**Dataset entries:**

.....

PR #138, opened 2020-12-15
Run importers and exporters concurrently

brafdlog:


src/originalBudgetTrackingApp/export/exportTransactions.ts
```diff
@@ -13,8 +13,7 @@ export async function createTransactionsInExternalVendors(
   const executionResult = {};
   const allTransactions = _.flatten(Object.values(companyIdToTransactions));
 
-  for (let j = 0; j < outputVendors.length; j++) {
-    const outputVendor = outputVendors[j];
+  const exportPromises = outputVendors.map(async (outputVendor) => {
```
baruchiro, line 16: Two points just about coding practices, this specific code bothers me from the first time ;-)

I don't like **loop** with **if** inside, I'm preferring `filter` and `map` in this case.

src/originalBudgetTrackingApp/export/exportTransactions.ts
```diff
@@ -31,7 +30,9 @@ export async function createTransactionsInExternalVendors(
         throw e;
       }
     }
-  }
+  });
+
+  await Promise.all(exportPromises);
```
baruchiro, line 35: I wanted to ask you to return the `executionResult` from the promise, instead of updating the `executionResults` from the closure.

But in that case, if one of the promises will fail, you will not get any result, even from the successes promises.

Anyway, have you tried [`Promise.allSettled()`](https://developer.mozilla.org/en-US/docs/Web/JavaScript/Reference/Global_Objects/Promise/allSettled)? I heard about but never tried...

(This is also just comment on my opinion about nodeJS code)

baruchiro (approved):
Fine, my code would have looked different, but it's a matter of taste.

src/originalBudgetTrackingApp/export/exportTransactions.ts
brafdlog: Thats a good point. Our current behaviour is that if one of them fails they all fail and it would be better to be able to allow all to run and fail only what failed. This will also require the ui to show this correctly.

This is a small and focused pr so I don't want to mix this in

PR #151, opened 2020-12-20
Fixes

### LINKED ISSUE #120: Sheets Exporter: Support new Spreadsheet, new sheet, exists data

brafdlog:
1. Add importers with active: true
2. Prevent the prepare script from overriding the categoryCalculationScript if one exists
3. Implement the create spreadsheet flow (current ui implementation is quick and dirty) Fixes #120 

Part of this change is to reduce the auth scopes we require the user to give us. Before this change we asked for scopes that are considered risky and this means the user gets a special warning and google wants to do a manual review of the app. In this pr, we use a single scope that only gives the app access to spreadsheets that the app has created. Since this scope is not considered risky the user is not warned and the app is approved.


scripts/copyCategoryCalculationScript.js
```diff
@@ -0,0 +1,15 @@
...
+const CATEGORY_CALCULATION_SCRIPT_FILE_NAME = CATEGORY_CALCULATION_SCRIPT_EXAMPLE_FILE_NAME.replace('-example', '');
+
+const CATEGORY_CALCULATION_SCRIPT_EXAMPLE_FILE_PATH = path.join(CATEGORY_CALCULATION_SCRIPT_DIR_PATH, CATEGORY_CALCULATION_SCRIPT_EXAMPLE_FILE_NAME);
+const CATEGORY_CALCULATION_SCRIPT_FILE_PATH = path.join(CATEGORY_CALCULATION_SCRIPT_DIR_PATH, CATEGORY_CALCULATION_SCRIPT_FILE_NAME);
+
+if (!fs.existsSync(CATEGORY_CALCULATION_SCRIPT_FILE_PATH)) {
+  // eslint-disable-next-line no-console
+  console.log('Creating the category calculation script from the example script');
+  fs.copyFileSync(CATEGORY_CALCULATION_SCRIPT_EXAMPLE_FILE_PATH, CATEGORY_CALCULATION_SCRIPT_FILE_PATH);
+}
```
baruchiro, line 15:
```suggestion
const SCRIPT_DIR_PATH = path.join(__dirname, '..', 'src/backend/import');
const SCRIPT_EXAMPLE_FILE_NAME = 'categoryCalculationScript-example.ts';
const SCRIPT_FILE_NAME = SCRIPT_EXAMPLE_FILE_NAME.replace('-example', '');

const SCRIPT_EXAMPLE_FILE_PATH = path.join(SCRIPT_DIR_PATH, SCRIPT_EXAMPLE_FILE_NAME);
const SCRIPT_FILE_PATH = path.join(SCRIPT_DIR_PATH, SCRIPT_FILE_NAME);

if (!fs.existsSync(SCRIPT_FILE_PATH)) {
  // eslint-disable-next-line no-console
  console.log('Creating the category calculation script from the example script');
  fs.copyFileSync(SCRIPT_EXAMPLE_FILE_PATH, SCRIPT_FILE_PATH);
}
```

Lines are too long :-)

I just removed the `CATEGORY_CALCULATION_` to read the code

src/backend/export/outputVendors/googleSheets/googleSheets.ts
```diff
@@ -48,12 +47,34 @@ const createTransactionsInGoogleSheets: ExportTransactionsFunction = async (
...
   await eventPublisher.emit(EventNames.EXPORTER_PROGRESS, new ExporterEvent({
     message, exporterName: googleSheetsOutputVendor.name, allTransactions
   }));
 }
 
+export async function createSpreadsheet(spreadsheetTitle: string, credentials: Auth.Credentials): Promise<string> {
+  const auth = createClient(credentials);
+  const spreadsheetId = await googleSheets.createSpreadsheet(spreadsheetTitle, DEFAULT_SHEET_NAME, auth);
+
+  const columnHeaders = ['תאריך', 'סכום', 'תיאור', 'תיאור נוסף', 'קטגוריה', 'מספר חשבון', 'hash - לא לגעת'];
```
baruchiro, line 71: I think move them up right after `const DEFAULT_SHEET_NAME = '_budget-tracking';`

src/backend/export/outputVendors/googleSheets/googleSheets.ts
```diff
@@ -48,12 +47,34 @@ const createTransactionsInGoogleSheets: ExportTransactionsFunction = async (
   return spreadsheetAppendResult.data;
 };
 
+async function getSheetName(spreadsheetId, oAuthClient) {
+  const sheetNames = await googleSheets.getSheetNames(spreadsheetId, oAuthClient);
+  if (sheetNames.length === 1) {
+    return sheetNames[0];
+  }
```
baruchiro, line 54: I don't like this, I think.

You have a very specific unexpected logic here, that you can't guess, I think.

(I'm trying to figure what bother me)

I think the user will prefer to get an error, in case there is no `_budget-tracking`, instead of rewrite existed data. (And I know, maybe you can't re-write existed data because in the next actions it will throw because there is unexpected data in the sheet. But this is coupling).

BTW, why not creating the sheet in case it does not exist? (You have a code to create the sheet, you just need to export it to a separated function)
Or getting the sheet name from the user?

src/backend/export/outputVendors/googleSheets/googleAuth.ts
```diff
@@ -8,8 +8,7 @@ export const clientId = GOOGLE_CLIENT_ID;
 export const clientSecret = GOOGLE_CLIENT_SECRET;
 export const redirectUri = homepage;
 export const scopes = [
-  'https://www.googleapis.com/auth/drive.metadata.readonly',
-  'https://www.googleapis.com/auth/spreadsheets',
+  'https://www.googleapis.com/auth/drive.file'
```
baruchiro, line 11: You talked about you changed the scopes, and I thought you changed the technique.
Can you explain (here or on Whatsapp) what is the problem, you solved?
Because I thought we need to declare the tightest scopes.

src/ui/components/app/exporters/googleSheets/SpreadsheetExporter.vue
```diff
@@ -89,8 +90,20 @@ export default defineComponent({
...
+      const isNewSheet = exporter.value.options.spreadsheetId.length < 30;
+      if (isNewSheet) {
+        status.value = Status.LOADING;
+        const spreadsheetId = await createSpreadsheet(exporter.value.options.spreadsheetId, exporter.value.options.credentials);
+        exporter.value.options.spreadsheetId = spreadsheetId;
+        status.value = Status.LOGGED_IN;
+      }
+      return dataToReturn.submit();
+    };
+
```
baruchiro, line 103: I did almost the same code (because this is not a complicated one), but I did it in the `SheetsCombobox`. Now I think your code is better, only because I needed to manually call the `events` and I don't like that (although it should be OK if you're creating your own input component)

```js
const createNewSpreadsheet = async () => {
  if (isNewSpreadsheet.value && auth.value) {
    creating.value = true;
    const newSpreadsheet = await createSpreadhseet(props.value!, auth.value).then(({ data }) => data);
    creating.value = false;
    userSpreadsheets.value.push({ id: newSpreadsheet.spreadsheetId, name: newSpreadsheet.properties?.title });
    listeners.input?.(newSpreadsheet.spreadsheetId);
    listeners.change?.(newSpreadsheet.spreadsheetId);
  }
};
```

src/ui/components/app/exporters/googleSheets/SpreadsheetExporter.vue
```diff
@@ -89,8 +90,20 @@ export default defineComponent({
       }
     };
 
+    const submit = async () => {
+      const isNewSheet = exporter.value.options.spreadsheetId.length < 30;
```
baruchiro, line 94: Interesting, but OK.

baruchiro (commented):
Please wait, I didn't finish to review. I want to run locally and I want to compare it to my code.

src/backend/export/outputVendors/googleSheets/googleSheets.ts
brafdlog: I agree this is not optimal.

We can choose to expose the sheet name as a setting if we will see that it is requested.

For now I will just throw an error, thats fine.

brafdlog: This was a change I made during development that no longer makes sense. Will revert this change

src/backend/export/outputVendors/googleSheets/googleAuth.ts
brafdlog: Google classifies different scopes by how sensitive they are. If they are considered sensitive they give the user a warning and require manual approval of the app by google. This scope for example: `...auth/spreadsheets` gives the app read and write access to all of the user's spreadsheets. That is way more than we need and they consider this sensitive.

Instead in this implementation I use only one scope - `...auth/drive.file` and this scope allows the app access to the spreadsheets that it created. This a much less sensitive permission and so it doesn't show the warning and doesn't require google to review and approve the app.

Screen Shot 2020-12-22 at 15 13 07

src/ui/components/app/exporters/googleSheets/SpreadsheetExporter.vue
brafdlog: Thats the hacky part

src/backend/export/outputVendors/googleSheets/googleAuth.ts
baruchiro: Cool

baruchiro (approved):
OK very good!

.....

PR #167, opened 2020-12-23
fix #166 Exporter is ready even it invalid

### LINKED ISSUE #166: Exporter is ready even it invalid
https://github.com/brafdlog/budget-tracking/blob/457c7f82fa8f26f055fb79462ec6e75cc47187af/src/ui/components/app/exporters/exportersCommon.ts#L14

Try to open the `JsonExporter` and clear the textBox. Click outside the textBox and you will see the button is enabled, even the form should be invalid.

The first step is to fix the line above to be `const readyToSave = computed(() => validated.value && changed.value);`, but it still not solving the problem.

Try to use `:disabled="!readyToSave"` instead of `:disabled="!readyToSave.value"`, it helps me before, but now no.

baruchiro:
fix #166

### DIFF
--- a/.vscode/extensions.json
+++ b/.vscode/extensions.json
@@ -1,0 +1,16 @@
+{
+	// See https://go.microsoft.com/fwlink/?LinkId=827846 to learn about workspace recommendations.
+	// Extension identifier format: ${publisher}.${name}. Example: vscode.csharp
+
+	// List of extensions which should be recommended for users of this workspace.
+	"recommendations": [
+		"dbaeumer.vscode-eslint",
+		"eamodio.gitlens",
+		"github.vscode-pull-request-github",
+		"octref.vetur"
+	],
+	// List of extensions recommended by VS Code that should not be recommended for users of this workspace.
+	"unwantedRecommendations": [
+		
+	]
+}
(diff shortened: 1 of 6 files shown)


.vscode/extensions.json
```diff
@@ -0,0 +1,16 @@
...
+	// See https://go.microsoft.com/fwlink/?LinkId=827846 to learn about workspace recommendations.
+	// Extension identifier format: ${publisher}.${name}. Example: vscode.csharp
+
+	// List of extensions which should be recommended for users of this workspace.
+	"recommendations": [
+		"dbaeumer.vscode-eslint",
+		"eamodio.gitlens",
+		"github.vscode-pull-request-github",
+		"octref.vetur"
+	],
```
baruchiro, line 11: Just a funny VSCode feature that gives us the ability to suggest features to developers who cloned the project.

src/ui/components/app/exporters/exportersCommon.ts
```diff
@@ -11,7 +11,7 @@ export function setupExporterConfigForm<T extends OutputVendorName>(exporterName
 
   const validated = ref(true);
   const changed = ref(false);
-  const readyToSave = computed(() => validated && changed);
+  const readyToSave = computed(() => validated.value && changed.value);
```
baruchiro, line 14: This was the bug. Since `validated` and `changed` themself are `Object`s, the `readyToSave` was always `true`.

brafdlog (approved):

.....

**DESCRIPTION OF THE TASK:** Which lines above hold the string "error"? Please copy all of them.

**SOLVED PROBLEM:**
I think the user will prefer to get an error, in case there is no `_budget-tracking`, instead of rewrite existed data. (And I know, maybe you can't re-write existed data because in the next actions it will throw because there is unexpected data in the sheet. But this is coupling).
For now I will just throw an error, thats fine.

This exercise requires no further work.